Here, we empirically assessed policy robustness against perturbations in environmental dynamics by calculating the mean square deviation of returns for each method across all testing scenarios, including various traffic densities and attack scenarios. According to Table 1, the mean square deviations of the returns for the D3QN, PPO, SAC, OARL, and RRL-SG agents across all testing cases are 31.23, 16.11, 39.60, 12.73, and 7.50, respectively, indicating that the RRL-SG agent was the least affected by environmental changes compared to the baselines. In other words, the RRL-SG policy is robust and safe and exhibits stability, thus highlighting the primary contribution of this study toward achieving trustworthy decision-making for autonomous vehicles.
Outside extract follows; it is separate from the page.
Issue #589, opened 2024-08-21
Template caching isn't working


JuroOravec:
Turns out that the `TEMPLATE_CACHE_SIZE` setting isn't being used ever since https://github.com/EmilStenstrom/django-components/commit/898d1483820778a05d7db9730b00d1702d241e6b (March 2023). We should put it back and test it.

JuroOravec:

4.3.2. On-ramp merging scenario

To further evaluate the trustworthiness of the decisions of the autonomous driving agents, on-ramp merging was added as an additional testing scenario. Inappropriate merging behaviors can lead to typical outcomes, including congestion, collisions, and increased travel time.

The proposed evaluation scheme—based on an on-ramp merging scenario—is illustrated in Fig. 6(a). We directly deployed the model trained in the highway scenario to the on-ramp merging scenario for testing purposes. All autonomous driving agents were assessed in stochastic dynamic traffic flows with high density (i.e., P=0.24) under different attack situations across a total of 100 episodes. Similar to the highway scenario, each model evaluation computed the average metrics over ten testing episodes with a maximum of 200 time steps in each episode.

As seen in Fig. 6(b) and (c), the RRL-SG autonomous driving agent outperforms the baselines by a significant margin, with or without adversarial attacks, in terms of both travel efficiency and merging success rate.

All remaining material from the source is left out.